昔から金融市場には「中央銀行には逆らうな」という格言があるが、今回はマーケットが日銀に勝ったと言っていいだろう。ここ数カ月、日本の10年物国債の取引は「取引成立せず」が続いていた。10年物国債に限っては、日銀が金利の上限を0.25%と定めていたために、日銀しか国債の買い手がいなくなり、その反動として8年や9年物国債に対して、10年物の金利が低いままとなり、歪んだ形になってしまっていた。

④ 背景に政治の影響? 日銀に独立性はあるのか?

今回の政策修正の背景には、アベノミクスの継続にこだわる勢力と終わらせたい勢力との力関係があったのではないか。安倍元総理なき後のアベノミクスの行方がどうなるのか。もともとは安倍政権と黒田日銀総裁との共同声明からスタートしたアベノミクスだが、今回もまた政治の力が背景に見え隠れする。

アメリカのFRBは、トランプ政権であろうが、バイデン政権であろうが、政権によって金融政策の姿勢を変えることはなかった。中央銀行には常に独立性が求められる――という考え方は国際的には常識だが、日本の中央銀行にはその独立性に疑問が残る。
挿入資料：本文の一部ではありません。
PR #223, opened 2016-11-04
Fix/security csp style src

briantrice:
My team uses CSP to secure a React app that uses ReactTooltip, but the way the style header is injected is incompatible, triggering a security warning about dynamic javascript injection.

This adds another build step that generates a separate static CSS file for inclusion, with a global configuration flag to avoid the injection.

No defaults have been changed, so the current example and usage story work the same, but I'm hoping a reasonable way to toggle the flag can be made other than to pass a prop `insecure={false}` to every component instance.

What do you think?


paulyoung:
@wwayne is there anything I can do to move this one along?

wwayne:
This is awesome, thanks

sihil:
This is a great addition (just hit the CSP issue) @wwayne. Having said that I'm not a big user of the client side ecosystem and can't find the docs on how to explicitly include the CSS. Have copy and pasted for now, but suspect there is a better way. Any chance someone could improve the docs with a few lines on how to set `insecure=false`?

PR #229, opened 2016-11-23
Replaced Object.keys(...) by Object.getOwnPropertyNames(...)

gauthierj:
Hi,

We replaced Object.keys(...) by Object.getOwnPropertyNames(...) because it's safer and has same browser support. 

It's safer because it will only retrieves index of the NodeList, and not methods. it is no longer needed to filter the output.

We did this because we encountered a problem in regard with this.

Best regards,

Gauthier JACQUES


wwayne:
@gauthierj Thanks for your modification and explanation : )

PR #234, opened 2016-12-05
Fix/deploy standalone css

briantrice:
Includes the static file CSS in the deploy and standalone builds.


codinronan:
@wwayne if you wouldn't mind including this?

I'm dumping the SASS file from source right now into my own project but this would be a nice bump :)

huumanoid:
Hi guys! Ok, I see that there is `standalone/style.css` and `dist/style.css` files now.
Please, explain me, why do you need these file to be in the distribution?
`react-tooltip` styles are injected to the `/html/head/style[@id="react-tooltip"]`. I guess I'm missing some use cases, please, tell me!

@codinronan don't you need the `.scss` file to be in the distribution too?

darekfrynas:
Hey @huumanoid, with standalone CSS file it would be much more convenient to overwrite themes, without being forced to use `property: value !important` notation.

briantrice:
I am no longer currently in need of the `react-tooltip` library, so won't advocate for this.

aronhelser:
Closing until someone requests it.

PR #236, opened 2016-12-08
escape backslash in getTargetArray method

rnons:
it's a rare case, but if `data-tip` contains backslash, `getTargetArray` or more specifically `querySelectorAll` won't find the element

### DIFF
--- a/src/index.js
+++ b/src/index.js
@@ -150,7 +150,8 @@ class ReactTooltip extends Component {
     if (!id) {
       targetArray = document.querySelectorAll('[data-tip]:not([data-for])')
     } else {
-      targetArray = document.querySelectorAll(`[data-tip][data-for="${id}"]`)
+      const escaped = id.replace(/\\/g, '\\\\').replace(/"/g, '\\"')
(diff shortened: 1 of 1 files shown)


rnons:
@wwayne can you take a look a this? Thanks

huumanoid:
Hey @rnons sorry for long response.
Thank you for this interesting case and patch for it! I think your PR looks fine.

How about to make this PR more general?

According to [https://www.w3.org/TR/html5/dom.html#the-id-attribute](HTML5 specification), the `id` could contain any character except space characters.

I see another case: when "id" contains double quotation mark, `document.querySelectorAll("[data-for="hello"world!"]"` won't find anything.
We should escape `"` too: `document.querySelectorAll("[data-for="hello\\"world!"]` (success!)

Any other cases? Please, tell me, if you find one!

rnons:
@huumanoid updated

wwayne:
@huumanoid Sure, will do today, thanks @rnons

wwayne:
Merged and released as 3.2.9, it should be 3.2.8, but some error happened when I did `npm publish` and I was not sure if it was published successfully... So I release a new version for safe

PR #745, opened 2022-03-10
feat: add borderClass prop to allow a custom border class

dannyharding10:
Allow overriding the default border class name "border" with a custom class name. Currently, when using a border it adds the class name "border", which is pretty generic and can be overridden by other styles (notably, bootstrap uses the class "border", overriding any `borderColor` provided to react-tooltip). This change makes it so that the user can provide a custom class name for the border class.


danielbarion:
Hi @dannyharding10, can you update your PR with the master branch, please?

I'll take a look at that one after it's updated with Master.

Thanks!

danielbarion:
Thank you @dannyharding10!

That improvement will be released together in the next version, we will probably release that soon.

PR #751, opened 2022-03-29
fix: set aria-describedby value wrong when custom id

Xubin-Hiretual:


Xubin-Hiretual:
When I set an id to props, the screen reader didn't work. I found that aria-describedby is the value of uuid, not the id value I passed.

⑤ 次は「0.75%」か? マーケットの攻撃は続く?

日銀の金融政策決定会合後の記者会見でも質問が飛んでいたが、「金利引き上げのたびに、市場が次の利上げを催促するのではないか」という疑問がある。黒田総裁は「そのようなことにはならない」と否定したが、その根拠はまるでない。

ウォール・ストリート・ジャーナルが「日銀が市場に屈した日」(12月21日配信)の中で「日銀は、いずれすべての債券を購入するか、白旗を掲げるかの選択を迫られることになりそうだ」と締めくくっている。一度市場に屈服してしまった中央銀行は、次も屈服を余儀なくされる。状況はやや異なるが、イギリスの中央銀行であった「イングランド銀行」とヘッジファンドの著名投資家「ジョージ・ソロス」が戦った1992年のときも、結局は中央銀行が敗北してイギリス・ポンドを引き下げざるを得なくなった。